Hello All the FortiWarriors,
I will be briefly describing whats happening in our scenario: I have set up a test fortigate 61E (FortiOS 6.2.6) with 2 WANs. I have created a Load balancer for the FQDN for VPN gateway on Cloudlfare (with proxy Turned ON)which points to WAN1 IP and WAN 2 IP (in case of Failover). I have enabled SSL VPN on both WAN IPs listening on one of the custom ports supported by Cloudflare. When I try connecting to “Web-mode” VPN portal everything just works like a charm. But when trying to connect to the same SSL VPN gateway using Forticlient , I am getting the error “VPN Server May be Unavailable” . Has Anyone configured this kind of setup before? Fortinet Support made it sound like we may be the First one in the world to have this setup which is Pure BS. Highly Appreciate your thoughts on this…

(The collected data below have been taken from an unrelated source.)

PR #12082, opened 2023-05-22
[rb][BiDi] Add Script module commands and types 

TamsilAmani:
### Description

Add script module commands and types

### Motivation and Context

Implement script module commands and types as described in https://w3c.github.io/webdriver-bidi/#module-script.
The majority of classes and interfaces are mapping the common data types as described in https://w3c.github.io/webdriver-bidi/#data-types.

### Types of changes

### Checklist


TamsilAmani:
I have to add one more test for `this` parameter. I will add it shortly. Also, the work for `add/remove preload script` will be pushed in a separate PR.

p0deje (commented):
That's quite a lot of code, any chance we could avoid all the type mapping and just rely on native Ruby types? I understand that not every type exists, but I am not sure when those would be needed as-is? For instance, is there any reason why someone would prefer a returned `EvaluateResultException` object instead of raised Ruby exception? The latter allows leveraging regular Ruby `being ... rescue .. ned` to handle exceptions, rather than check for the returned object class.

titusfortner:
Yeah, this is a lot of strict typing for Ruby. There is no compile time error checking, so there's less need for all the "enums" and type wrappers. Unless it needs to be processed, it's probably better to just return things as Hashes.

TamsilAmani:
Ok. So I'll try to remove custom-defined classes/objects where possible. I am inclined to go with what is mentioned in w3c spec hence creating those classes. I will push the commit with relevant changes soon. Thank you @titusfortner and @p0deje

TamsilAmani:
@p0deje @titusfortner 
Changes made as per the suggestions. Now I am giving the response to the user as it is. No wrapping into object for now.

titusfortner (approved):

titusfortner (changes requested):
Ruby shouldn't be enforcing types this way. We need a better approach for it

diemol:
Are we ever merging this?

PR #12100, opened 2023-05-26
[dotnet] have support proxies for Selenium Manager

titusfortner:
### Description
sends proxy argument to selenium manager if found in options

### Motivation and Context
implements #11294 for .NET


nvborisenko:
I am testing internal web app using selenium, which is accessible internally without proxy. My internet access (to download browser binaries) is behind of corporate proxy. Conflict?

titusfortner:
It shouldn't. This use case is like for when the CI tool is not given direct access to the internet. To get internet access, you have to explicitly direct requests to a designated proxy server, and that proxy server has rules that will allow the specific requests to be routed to the internet.

PR #12109, opened 2023-05-29
[grid] Set savefile.default_directory for Chrome

### LINKED ISSUE #12092: [🚀 Feature]: Managed Downloads: Set "savefile.default_directory" in Chrome
### Use Case

In our site, clicking a button triggers the print preview modal with a custom file to print. Because it's a separate file (generated/fetched on-the-fly), we can't just use regular mechanisms to print the webpage.

Using Chrome's flag for `--kiosk-printing` will automatically confirm the print modal (and it's defaulting to "Save as PDF" since there are no other printers in the container). However, this is downloaded to the directory specified by the `savefile.default_directory` preference (by default - more information below).

### Request

Since we are using managed downloads, Selenium sets `download.default_directory` for us ([I think this is the file](https://github.com/SeleniumHQ/selenium/blob/6222ac0d2573657bf85141b4bfad8e0ad9160541/java/src/org/openqa/selenium/grid/node/local/LocalNode.java#L535)). Could we also set `savefile.default_directory` to the same value please?

### Additional Information
- `--kiosk-printing` will not prompt to choose a directory when saving a PDF
- I checked the value via `cat /tmp/.org.chromium.Chromium.7wzSS0/Default/Preferences | jq '.savefile'` in the Selenium Node (Chrome) container
  - I got the directory via chrome://profile-internals
- There is no `savefile` key (`jq` shows `null`) when Chrome is first launched
- Attempting to print (and thus save to PDF) will set it by default to `/home/seluser/Downloads` (which doesn't exist)
- If the `savefile.default_directory` value doesn't exist, then no file will be saved
  - This is kind of a bug I guess?
- If the user right-clicks and chooses "Save As" on a webpage or image, this will prompt for a directory, and update the value of `savefile.default_directory` if the page is saved (but not if the user cancels the dialogue box)
  - This is only when using VNC, we can't interact with the OS from Selenium

ShadowLNC:
This allows PDF printing to the managed downloads directory when using Chrome with the --kiosk-printing flag.

Fixes #12092

### Types of changes

### Checklist

### DIFF
--- a/java/src/org/openqa/selenium/grid/node/local/LocalNode.java
+++ b/java/src/org/openqa/selenium/grid/node/local/LocalNode.java
@@ -533,6 +533,8 @@ public class LocalNode extends Node {
               "download.prompt_for_download",
               false,
               "download.default_directory",
+              tempDir.getAbsolutePath(),
+              "savefile.default_directory",
               tempDir.getAbsolutePath());
       String optionsKey = Browser.CHROME.is(caps) ? "goog:chromeOptions" : "ms:edgeOptions";
       return appendPrefs(caps, optionsKey, map);
--- a/java/test/org/openqa/selenium/grid/gridui/BUILD.bazel
+++ b/java/test/org/openqa/selenium/grid/gridui/BUILD.bazel
@@ -8,9 +8,6 @@ java_selenium_test_suite(
     browsers = [
         "chrome",
     ],
-    tags = [
-        "selenium-remote",
-    ],
     deps = [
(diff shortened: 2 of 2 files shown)


ShadowLNC:
I've done some preliminary testing by building `selenium_server_deploy.jar` and copying that over the `selenium-server.jar` into my Docker container for Selenium Node (Chrome) - looks like it's working so far.

diemol (approved):
Thank you, @ShadowLNC!

diemol:
Failing tests are not related to this change.

PR #12122, opened 2023-05-31
[py] Removing browser filter when checking shadow root.

diemol:
Only Python had it, fixes #11893

During the meeting on [25.05.2023](https://www.selenium.dev/meetings/2023/tlc-05-25/) it was decided add support for everything in spec and let the drivers error when things do not work.

### Types of changes

### Checklist

### DIFF
--- a/py/selenium/webdriver/remote/webelement.py
+++ b/py/selenium/webdriver/remote/webelement.py
@@ -236,7 +236,6 @@ class WebElement(BaseWebElement):
     def shadow_root(self) -> ShadowRoot:
         """Returns a shadow root of the element if there is one or an error.
         Only works from Chromium 96, Firefox 96, and Safari 16.4 onwards.
-        Previous versions of browsers will throw an assertion exception.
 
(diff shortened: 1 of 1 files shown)


py/selenium/webdriver/remote/webelement.py
```diff
@@ -235,20 +235,13 @@ def send_keys(self, *value) -> None:
     @property
     def shadow_root(self) -> ShadowRoot:
         """Returns a shadow root of the element if there is one or an error.
-        Only works from Chromium 96 and Firefox 96 onwards. Previous versions
-        of browsers will throw an assertion exception.
+        Only works from Chromium 96, Firefox 96, and Safari 16.4 onwards.
+        Previous versions of browsers will throw an assertion exception.
```
titusfortner: This line can be removed as it is no longer true.

diemol: "Previous versions of browsers will throw an assertion exception"?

(P.S. We have ruled out Authentication and Permissions Issue. Also Double Checked with fortinet support that all the corresponding Policies are in Place)
Its not possible to run tunnel mode sslvpn through any sort of reverse proxy.
tunnel mode sslvpn tunnels ppp over tls
I have definitely seen issues trying to run SSL VPN through a 3rd party proxy. Both Cloudflare and TotalUptime had this issue. Have seen it with SOnicwall and Fortinet products.
edit: Bypassing the proxy was the settled solution.
Can CloudFlare do a generic TLS proxy? Because what’s inside is not HTTP and so an HTTPS proxy won’t cut it.
Moreover, how does this affect source-IPs of the client traffic from the FortiGate’s point of view? If it’s SNATed to the load-balancer’s IP, I’m predicting users with fat fingers locking out everyone else with them.
Thanks All for sharing these insights!! I think I’ve got a direction to go… Appreciate your help in this matter…
Web proxies like cloudflare are for http/https traffic. The proxy handles the TLS connection, but when FortiClient starts talking PPP it dosen’t know what to do with the traffic. When you used portal mode, all of your traffic is encapsulated in http.
How did you manage to bypass SSL VPN traffic through a CF proxy
Hey, wondering if you were able to find any solution for this?
Would love to know if you ended up finding a solution.
Hi, I have the same problem, what solution did you find?